Аболтиньш с беспокойством посмотрел в сторону церкви, что была неподалеку; из нее выходили прихожане. Усмехнулся:
– Старые грехи отмолили, сейчас ко мне за новыми придут.
– Хозяин, может, и нам заглянуть в храм божий? – не выдержал Петерис.
Озолс осклабился:
– У тебя что, грехов много?
– У меня?!
– Давай трогай, святой! Тебя жена ждет.
– Кого?! Меня?! – Глаза у кучера потемнели, злая судорога пробежала по лицу. Он так яростно хлестнул лошадь, что Озолс едва не вывалился из коляски. В поселке уже давно было известно, что если Эрна кого-то и ждет, то только не своего Петериса.
Артур сидел на кухне, чинил сеть.
– Поешь! – Мать поставила рядом кружку с молоком, придвинула кусок хлеба, намазанный медом. Банга отложил моток, взял кружку, задумался. Луч солнца, падавший из окна, зажег радужный узор на фаянсе. Эту кружку Артур помнил с детства: та самая, что стояла потом на поминках перед пустым стулом. Как все-таки странно и жестоко устроена жизнь: еще вчера все было по-иному – был отец, была надежда… Артур чуть не застонал от боли. Мать, словно бы прочитав его мысли, отвернулась, пошла к плите. И остановилась на полпути, увидев входившего Озолса.

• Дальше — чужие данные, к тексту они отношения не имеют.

PR #2198, opened 2020-07-09
Detox Next (iOS, Phase 2)

### LINKED ISSUE #2182: Improve debug-sync print timings
Debug-sync only works on iOS and only for invokes. If an app starts and never goes idle, there is no way to find about it automatically.
* we can manually add `'detoxPrintBusyIdleResources': 'YES'` to launch args but this is not an automatic mechanism, but rather a debugging mechanism.

- Implement output to log on app launch, not only during slow Invokes (can be done regardless of DetoxNext Phase 2)
- Adding debug-sync by default (only during/after DetoxNext Phase 2, since the current mechanism is not crash free).

### LINKED ISSUE #2199: Use new sync status format in JS in Detox Next Phase 2
The new format is just a string which displays the information. For example,

```
The system is busy with the following tasks:

• Delayed perform selector: “_accessibilitySetUpQuickSpeak” on “<DetoxApp: 0x7ff4eac04c10>”
• Delayed perform selector: “_tryAndHandleError:” on “<RCTCxxBridge: 0x7ff4eaf362c0>”

• 9 work blocks on dispatch queue “<OS_dispatch_queue_main: com.apple.main-thread>”

• Run Loop (<Main Run Loop>)
• Run Loop (<JS Run Loop>)

• Runloop Perform Block (“<JS Run Loop>”)
• Runloop Perform Block (“<JS Run Loop>”)
• Runloop Perform Block (“<JS Run Loop>”)
• Runloop Perform Block (“<JS Run Loop>”)
• Runloop Perform Block (“<JS Run Loop>”)
• Runloop Perform Block (“<JS Run Loop>”)
• Animation (“UIView animation with duration: “0.25” delay: “0.1898720026016235””)
• Runloop Perform Block (“<JS Run Loop>”)
• Runloop Perform Block (“<JS Run Loop>”)
• Runloop Perform Block (“<JS Run Loop>”)
• Runloop Perform Block (“<JS Run Loop>”)

• Timers: (
    "Timer with fire date: \U201c2020-07-09 21:16:02 +0300\U201d interval: \U201c0\U201d repeats: \U201cNO\U201d"
)
```

### LINKED ISSUE #2469: Jest-Jasmine and (older) Jest-Circus deprecation in favour of a newer implementation
Detox 19 is dropping support for the older Jest adapters.

### How to tell if you are affected by this issue?

Check your `e2e/init.js` (or the file you use in `setupFilesAfterEnv` strings array in your Jest config). If you have calls to `adapter.beforeEach` or `adapter.afterEach`, like shown below, then yes, you are affected:

```js
beforeEach(async function() {
  await adapter.beforeEach();
});

afterAll(async () => {
  await adapter.afterAll();
  await detox.cleanup();
});
```

### What shall you do to migrate to the new `jest-circus` integration?

Follow this [Jest setup guide](https://github.com/wix/Detox/blob/master/docs/Guide.Jest.md). _This section might be amended later._

### Why this is happening?

At the moment, Detox has three different ways to integrate with Jest, which is too much to support at once. Only the strongest shall survive, and that is the latest `jest-circus` integration introduced in 2020 with `detox@16.9.2`.  

Overall, it is more future-proof since it provides fine-grained control over the tests' lifecycle. To be more specific, it dramatically improves error handling (e.g., immediate screenshots on test failure) and provides more stability (e.g., in cases when `detox.init()` call fails early and some others).

### LINKED ISSUE #2487: Allow CLI args/flags as environment variables
I apologize in advance if this feature/enhancement is already asked. I can't find it on the issues and I don't know the right term/query to search.

Not really a detox problem. But, the official Detox + Cucumber integration is not working. Because cucumber does not allow CLI args it does not recognize to pass through. There is already an [ongoing discussion here](https://github.com/cucumber/cucumber-js/issues/1474).

To solve this issue, all CLI args should have an environment variable counterpart.
They should be prefixed with `DETOX_` so that they will not conflict with other variables.

For example.

`--configuration platform.flavor` is equal to `DETOX_CONFIGURATION=platform.flavor`
`--headless` is equal to `DETOX_HEADLESS_MODE=1`

The second solution I'm thinking of is, allow these args to be set into the `detxorc` files so that no need for the extra `DETOX_*` environment variables, and instead it's up to the user to set these variables.

For example.
`.detoxrc.js`
```
module.exports = {
  testRunner: 'jest',
  runnerConfig: 'e2e/config.json',
  detox: {
	// Something like this?
	args: {
    	headless: process.env.MY_DETOX_HEADLESS_VALUE,
		defaultConfiguration: process.env.MY_DETOX_CONFIGURATION || 'android.emu.release',
	},
    behavior: {
      init: {
        exposeGlobals: false,
        reuse: true,
      },
    },
  },
  configurations: {
    'ios.sim.release': {
      type: 'ios.simulator',
      build: 'xcodebuild -workspace ios/rnsandbox.xcworkspace -scheme rnsandbox -configuration Release -sdk iphonesimulator -derivedDataPath ios/build',
      binaryPath: './ios/build/Build/Products/Debug-iphonesimulator/rnsandbox.app',
      device: {
        type: 'iPhone 12'
      }
    }
  }
}
```

**Additional context**
None

LeoNatan:
iOS:

- [x] Remove Earl Grey in favor of Detox Sync
- [x] Implement URL blacklist feature in Detox Sync
- [x] Implement synchronization enable/disable in Detox Sync
- [x] Change JS to use new sync status format (#2199)
- [x] Decouple sync status from isReady request in JS (#2182)
- [x] Profile DetoxSync and improve performance
- [x] Implement touch indicator

Closes #2199
Closes #2182

JS:

- [x] Drop launchApp support in detox.init() (TODO: create an issue)
- [x] Prefixed environment variables (#2487)
- [x] Add migration notice about fix in launchArgs quoting (for iOS)
- [x] Write migration notes for JS part (1 - `super(config, context)`, 2 - `launchApp`)
- [x] add `--capture-view-hierarchy` flag to CLI

Docs:
- [x] add `uiHierarchy` docs.

Postponed for next minor release:
- Move community TypeScript definitions to Detox repo
- Write a JS helper for reminding users to launch the app when they forget

Postponed for next major release:
- Drop deprecated Jest adapters (#2469)
- Update Troubleshooting.RunningTests.md with this common issue.
- https://github.com/wix/Detox/blob/DetoxNext/docs/APIRef.DeviceObjectAPI.md - update launch args with blacklist example

Closes #2469
Closes #2487


LeoNatan (commented):
-

scripts/ci.publish.js
```diff
@@ -1,4 +1,4 @@
-/* tslint:disable: no-console */
+/* tslint:disable: no-console */
```
LeoNatan, line 1: CDD

examples/demo-react-native/e2e/init.js
```diff
@@ -3,6 +3,9 @@ const adapter = require('detox/runners/mocha/adapter');
 
 before(async () => {
   await detox.init();
+  await detox.launchApp({
+    newInstance: true,
```
LeoNatan, line 7: This is not needed, it will launch a new instance here regardless.

examples/demo-react-native-jest/e2e/setup.js
```diff
@@ -0,0 +1,3 @@
+beforeAll(async () => {
+  await device.relaunchApp();
```
LeoNatan, line 2: This should be `launchApp()`, not the deprecated API.

examples/demo-native-ios/e2e/example.spec.js
```diff
@@ -1,6 +1,6 @@
 describe('Example', () => {
   beforeEach(async () => {
-    await device.launchApp({ newInstance: true });
+    await device.launchApp();
```
LeoNatan, line 3: Should have `newInstance: true` here.

LeoNatan:
@noomorph When you add a warning about app not launched in init, remember pls to update Troubleshooting.RunningTests.md with this common issue. Thanks

rotemmiz (approved):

– Бог в помощь, Зента! Прими мои соболезнования.
Она опустила голову, заплакала.
– Господь дает, господь забирает, – скорбно продолжал Озолс. – Хороший был у тебя муж, по такому не грех и поплакать. И отец был хороший. – Он заметил Артура.
– Проходи, Якоб.
Озолс заковылял в комнату, волоча непослушный протез. Сейчас – не на людях, не в коляске – он не казался таким бравым. Инвалид, сутуловатый, оплывший, он грузно опустился на стул подле стола, положил на скатерть руки, большие и натруженные, сумрачно огляделся. Негромко спросил:
– Слышал, ты дом продаешь.
Зента потупилась. Ее пальцы нервно теребили передник.
– Что поделаешь, Якоб… Долги… – хотела еще что-то добавить, но в дверном проеме показался Артур.
– Погоди, мать, – хрипло проговорил он. – Насчет отцова долга не беспокойтесь, за нами не пропадет.
Озолс предостерегающе поднял руку:
– Постой, сынок, не горячись. Скажи, Зента, сколько у вас осталось невыплаченной ссуды за дом?